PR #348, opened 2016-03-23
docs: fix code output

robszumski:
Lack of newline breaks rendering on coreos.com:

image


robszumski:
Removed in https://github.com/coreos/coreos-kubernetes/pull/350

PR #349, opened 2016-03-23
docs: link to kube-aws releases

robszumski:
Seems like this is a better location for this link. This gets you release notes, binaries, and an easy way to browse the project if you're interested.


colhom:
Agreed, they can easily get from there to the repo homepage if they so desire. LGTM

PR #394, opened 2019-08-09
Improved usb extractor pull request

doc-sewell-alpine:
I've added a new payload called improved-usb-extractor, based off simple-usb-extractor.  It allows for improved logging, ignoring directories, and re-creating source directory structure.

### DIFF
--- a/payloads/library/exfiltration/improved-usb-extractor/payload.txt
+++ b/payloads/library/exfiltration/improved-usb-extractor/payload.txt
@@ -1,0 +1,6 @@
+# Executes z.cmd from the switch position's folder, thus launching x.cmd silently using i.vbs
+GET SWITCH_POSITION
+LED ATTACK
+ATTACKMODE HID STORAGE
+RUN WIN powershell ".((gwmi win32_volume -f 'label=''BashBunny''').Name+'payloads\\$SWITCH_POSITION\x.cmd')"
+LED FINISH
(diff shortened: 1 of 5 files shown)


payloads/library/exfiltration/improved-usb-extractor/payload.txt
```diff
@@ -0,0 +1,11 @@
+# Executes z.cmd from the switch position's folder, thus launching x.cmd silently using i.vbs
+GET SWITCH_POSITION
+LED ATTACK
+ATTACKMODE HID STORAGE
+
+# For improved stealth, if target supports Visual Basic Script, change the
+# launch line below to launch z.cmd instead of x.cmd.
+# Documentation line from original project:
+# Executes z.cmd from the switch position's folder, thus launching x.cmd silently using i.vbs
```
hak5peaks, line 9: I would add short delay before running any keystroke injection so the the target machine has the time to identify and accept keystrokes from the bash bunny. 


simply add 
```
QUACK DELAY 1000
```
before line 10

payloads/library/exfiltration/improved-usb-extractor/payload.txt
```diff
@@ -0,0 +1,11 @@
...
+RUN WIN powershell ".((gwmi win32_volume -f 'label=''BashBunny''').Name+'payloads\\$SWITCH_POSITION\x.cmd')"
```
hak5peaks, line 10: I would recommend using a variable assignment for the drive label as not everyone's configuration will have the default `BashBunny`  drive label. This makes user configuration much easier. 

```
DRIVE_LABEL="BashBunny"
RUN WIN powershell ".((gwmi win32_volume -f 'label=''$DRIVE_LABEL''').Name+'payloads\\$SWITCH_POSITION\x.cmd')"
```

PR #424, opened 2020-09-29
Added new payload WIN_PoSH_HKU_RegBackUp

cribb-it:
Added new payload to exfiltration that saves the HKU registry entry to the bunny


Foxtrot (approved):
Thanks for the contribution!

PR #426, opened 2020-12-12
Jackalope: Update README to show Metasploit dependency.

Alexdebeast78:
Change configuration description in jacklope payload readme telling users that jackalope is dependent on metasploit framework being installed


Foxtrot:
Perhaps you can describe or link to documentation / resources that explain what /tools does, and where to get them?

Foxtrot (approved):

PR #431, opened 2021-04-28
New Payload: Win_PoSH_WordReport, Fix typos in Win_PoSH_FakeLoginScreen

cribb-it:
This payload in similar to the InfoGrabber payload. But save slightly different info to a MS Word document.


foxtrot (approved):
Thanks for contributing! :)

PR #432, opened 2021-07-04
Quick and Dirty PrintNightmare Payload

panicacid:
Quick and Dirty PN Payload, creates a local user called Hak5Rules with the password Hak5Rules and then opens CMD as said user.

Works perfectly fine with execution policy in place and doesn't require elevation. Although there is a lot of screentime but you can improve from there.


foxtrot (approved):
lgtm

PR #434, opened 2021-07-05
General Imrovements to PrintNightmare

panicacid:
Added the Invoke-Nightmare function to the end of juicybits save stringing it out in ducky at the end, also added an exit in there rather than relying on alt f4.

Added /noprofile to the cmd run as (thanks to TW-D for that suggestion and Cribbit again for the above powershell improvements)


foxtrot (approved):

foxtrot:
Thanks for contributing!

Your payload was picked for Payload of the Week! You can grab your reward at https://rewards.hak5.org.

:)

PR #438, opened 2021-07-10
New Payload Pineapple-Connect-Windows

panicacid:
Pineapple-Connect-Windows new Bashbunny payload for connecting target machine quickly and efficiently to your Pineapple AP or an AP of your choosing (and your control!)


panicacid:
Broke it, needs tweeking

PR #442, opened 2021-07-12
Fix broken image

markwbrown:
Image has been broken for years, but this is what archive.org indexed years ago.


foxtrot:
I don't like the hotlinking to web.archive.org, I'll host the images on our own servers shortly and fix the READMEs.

* * *

▶ **EXERCISE AIM**
The lines above, starting at the one with "Thanks for contributing! :)" and ending at the one with "PR #434, opened 2021-07-05", are the only ones to return, exactly as written.

▶ **ANSWER TO THE PROBLEM**
Thanks for contributing! :)

PR #432, opened 2021-07-04
Quick and Dirty PrintNightmare Payload

panicacid:
Quick and Dirty PN Payload, creates a local user called Hak5Rules with the password Hak5Rules and then opens CMD as said user.

Works perfectly fine with execution policy in place and doesn't require elevation. Although there is a lot of screentime but you can improve from there.


foxtrot (approved):
lgtm

PR #434, opened 2021-07-05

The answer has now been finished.